* **Work instructions**: Where in the material does the word "packages" appear? Copy each line that has it.

= = = = =

PR #8177, opened 2023-11-30
fix(vite): add remix-node to optimizeDeps.include

markdalgleish:
The integration test named `vite-dotenv-test` was consistently failing for me when testing in Safari locally and in CI. Debugging locally, I was able to see the following errors in the console:

error

The tests even failed when setting `optimizeDeps.force` to `true`. The only way I was able to get it to pass was to ensure that `@remix-run/node` was also included in the `optimizeDeps.include` array.

### DIFF
--- a/packages/remix-dev/vite/plugin.ts
+++ b/packages/remix-dev/vite/plugin.ts
@@ -557,6 +557,7 @@ export const remixVitePlugin: RemixVitePlugin = (options = {}) => {
               // That means that before Vite pre-bundles dependencies (e.g. first time dev server is run)
               // mismatching Remix routers cause `Error: You must render this element inside a <Remix> element`.
               "@remix-run/react",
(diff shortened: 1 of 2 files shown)


packages/remix-dev/vite/plugin.ts
```diff
@@ -557,6 +557,7 @@ export const remixVitePlugin: RemixVitePlugin = (options = {}) => {
               // That means that before Vite pre-bundles dependencies (e.g. first time dev server is run)
               // mismatching Remix routers cause `Error: You must render this element inside a <Remix> element`.
               "@remix-run/react",
+              "@remix-run/node",
```
pcattori, line 560: Can we add a comment for this?

pcattori: https://github.com/remix-run/remix/pull/8185

PR #8189, opened 2023-11-30
Support HMR/HDR for Client Data

brophdawg11:
~~Quick stab at duplicating the current loader HDR logic to apply to `clientLoader`~~

No need to duplicate - can just check the exports slightly differently in the current plugin.

Vite HDR is working.  HMR of `HydrateFallback` is not working currently - see `TODO` comment in the code


packages/remix-dev/devServer_unstable/hdr.ts
```diff
@@ -71,11 +71,23 @@ export let detectLoaderChanges = async (
...
+                `./${file}`
+              )};`;
+            } else if (theExports.includes("loader")) {
               contents = `export { loader } from ${JSON.stringify(
                 `./${file}`
               )};`;
+            } else if (theExports.includes("clientLoader")) {
+              contents = `export { clientLoader } from ${JSON.stringify(
+                `./${file}`
+              )};`;
```
brophdawg11, line 88: Enable HDR for clientLoader by adapting the current tree shaking approach for fine-grained `loader`-change detection to also support `clientLoader`.  Need these branches since `esbuild` will complain if we try to import a non-existent named export

PR #8211, opened 2023-12-04
fix(remix-dev/vite): add Vite commands to dev CLI

markdalgleish:
This PR adds `remix vite:dev` and `remix vite:build` commands to the Remix CLI. We may want to bikeshed these commands, but I personally like this format.

Note, this is an alternative, less-clever solution to https://github.com/remix-run/remix/pull/8206.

= = = = =

* **Task answer**:
--- a/packages/remix-dev/vite/plugin.ts
+++ b/packages/remix-dev/vite/plugin.ts
packages/remix-dev/vite/plugin.ts
packages/remix-dev/devServer_unstable/hdr.ts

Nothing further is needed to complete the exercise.